Police in Graham, N.C., used pepper spray and made several arrests at a rally to drive voter turnout at the city's Court Square, pictured above.
Gerry Broome
Police in Graham, N.C., used pepper spray and made several arrests at a rally to drive voter turnout at the city's Court Square, pictured above.

Police in Graham, N.C., moved in on a march and rally to drive voter turnout, using pepper spray and making several arrests on the state's last day of early voting.

According to video, police and participants, deputies with the Alamance County Sheriff's Office and Graham police officers twice used pepper spray on the "I Am Change" march to the polls.

Participants and organizers say they had proper permits for Saturday's event, which marched from Wayman's Chapel AME Church to a rally at the city's Court Square. Following the rally, organizers had then planned to lead the some 200 marchers to a nearby polling place.

Along the way, marchers led by organizer the Rev. Greg Drumwright stopped for a nearly nine minute long silence in memory of George Floyd, the Black man who was killed after a white police officer kept a knee on his neck for that span of time.

It was shortly after that moment of silence that the first confrontation occurred, according to march participant Amy Cooper. Cooper says that police then began ordering marchers to remain on the sidewalk.

"They said they were clearing the downtown area of Graham, it was shut down and people weren't allowed to be in the streets," Cooper told NPR. Cooper says shortly after that police began to pepper spray.

Video streaming from Drumwright's Facebook page shows participants crowded on the sidewalk, with Drumwright leading people to a stage built for the speaker portion of the event.

During that part a man is heard angrily saying "they're pepper spraying children."

Later on, at the stage, Drumwright stops speaking to acknowledge a something happening just out of frame.

Separate video shared by the Raleigh News & Observershows confrontations between police and participants.

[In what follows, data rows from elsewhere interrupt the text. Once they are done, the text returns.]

PR #128, opened 2017-12-10
Update App Store description

michaelScoff:
Since we plan to support localization in the app, I would like to have some description for our users, this will be localized as well. Let's make sure it's in a good shape.

Feel free to add and comment on this description

this description will be used for Android as well


michaelScoff:
What can we do to impress users?

PR #137, opened 2017-12-16
Remove short formatter rounding

michaelScoff:


Trust/Foundation/EtherNumberFormatter.swift
```diff
@@ -130,7 +130,6 @@ final class EtherNumberFormatter {
         }
         if decimals > maximumFractionDigits {
             number /= BigInt(10).power(decimals - maximumFractionDigits - 1)
```
aleph7: You also need to remove the `- 1`

michaelScoff: I would like to have 4 digits after `.` is it should be still there?

aleph7: ok

PR #148, opened 2017-12-20
Added params parsing support to QR parser

KamuelaFranco:


Trust/Foundation/QRURLParser.swift
```diff
@@ -8,6 +8,23 @@ struct ParserResult {
     let params: [String: String]
 }
 
+func parseParamsFromParamParts(paramParts: [String]) -> [String: String] {
+    if paramParts.isEmpty {
```
michaelScoff: we could use guard here, usually easier: `guard !paramParts.isEmpty else { return [:] }`

Trust/Foundation/QRURLParser.swift
```diff
@@ -8,6 +8,23 @@ struct ParserResult {
     let params: [String: String]
 }
 
+func parseParamsFromParamParts(paramParts: [String]) -> [String: String] {
```
michaelScoff: Could you write tests to make sure it's working properly? check out `QRURLParserTests`

PR #151, opened 2017-12-20
Memory leaks in SendViewController.

### LINKED ISSUE #150: Memory leaks in SendViewController.
During long use of the application SendViewController is not deallocated.

OlegGordiichuk:
I remove memory leaks that are in SendViewController via usage of [weak self] instead of self in closures.

Fix #150


michaelScoff:
Does this the only place that has memory leak? It would be good to go over and check. 
We could probably just use unowned self instead.

OlegGordiichuk:
@michaelScoff unowned is it quite expensive take a look at https://www.uraimo.com/2016/10/27/unowned-or-weak-lifetime-and-performance/

michaelScoff:
Agreed that unowned could be more expensive, but it makes it harder to reason behavior of the current code. Eureka won’t be calling call update or hidden function once view controller is hidden though. I don’t think it would be a big penalty

Do you mind helping to going through the code to find more places that has it? I might have missed in lot of places, I will be more aware now though.

PR #154, opened 2017-12-20
We should clean coordinator stack in restart function.

### LINKED ISSUE #153: Memory leak in network change.
We receive huge memory leaking after changing of the network type.

OlegGordiichuk:
We should always clear navigation stack on the restart to avoid zombie objects.

Also could you pls validate if all steps with navigation are working fine. From my side I check this but double check I think is required.

Fix #153


michaelScoff:
@OlegGordiichuk looks good! we could even add tests to make sure it's removed coordinators on those actions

Law enforcement are then seen using pepper spray.

Sylvester Allen Jr., an activist in Alamance County, says police had attempted to take a generator being used by people speaking.

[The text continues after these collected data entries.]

PR #156, opened 2017-12-20
Welcome screen.

### LINKED ISSUE #155: We have always WelcomeViewController in the navigation stack.
We should show WelcomeViewController when we do not have any account or we log out.

OlegGordiichuk:
We should show welcome screen if we do not have account not before validation of the account.

Fix #155

### DIFF
--- a/Trust/AppCoordinator.swift
+++ b/Trust/AppCoordinator.swift
@@ -43,6 +43,8 @@ class AppCoordinator: NSObject, Coordinator {
 
         if keystore.hasAccounts {
             showTransactions(for: keystore.recentlyUsedAccount ?? keystore.accounts.first!)
+        } else {
+            resetToWelcomeScreen()
         }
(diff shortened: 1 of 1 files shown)


michaelScoff:
We also have a call `resetToWelcomeScreen()` on line 42, would it make sense to call it once?

michaelScoff:
if you log out then it would call `resetToWelcomeScreen()` I believe

OlegGordiichuk:
Hmmm we have two scenarios that are:
1. Login.
    

- We should show Welcome screen only when we do not have **keystore.hasAccounts**.
- Now we show Welcome screen and than do validation. (**Problem is in this step**). That Welcome     screen is always in stack.

2. Log out (We should show Welcome screen without any condition.)

Yes you are right we should show WelcomeScreen preferably only once and do not use if statements. But for now I think it is possible to apply this fix. And create technical debt issue for proper navigation flow for different scenarious.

"The whole point was to rally and go to the voter polls," Allen told NPR. "They wanted to send a message that we don't have any power."

Reporter Rusty Jacobs with member station WUNC tweeted that at one point, police had said the permitted march was an unlawful assembly and ordered people out of the streets. Jacobs noted that officers began making arrests.

The Graham Police Department says it arrested eight people. One of those arrested was Drumwright, who says he was charged with failure to disperse on command.

Speaking to NPR's All Things Considered, Drumwright said they had worked with authorities in getting the march together.

"We were to leave that rally in just a few more minutes and head to the polls. This is something that we have worked on for the greater part of this month with the law enforcement agencies," Drumwright told NPR.

In a statementissued Saturday evening, Graham police say organizers hadn't gotten clearance for a temporary road closure.

The also justified the use of pepper spray, saying law enforcement officers issued several warnings to clear the road beforehand.

"As a result of actions that occurred within the rally, on courthouse grounds, the assembly reached a level of conduct that led to the rally being deemed unsafe and unlawful by unified command," the statement said.

The Alamance County Sherriff could not be reached for comment.

Drumwright contends participants were not in the road but on the sidewalk when police began using pepper spray.

When asked if he thought this was an effort to suppress the vote, Drumwright said, "I cannot say that that was what it was, but I can say that's what happened. There are people that did not get to vote today because they ended up in jail."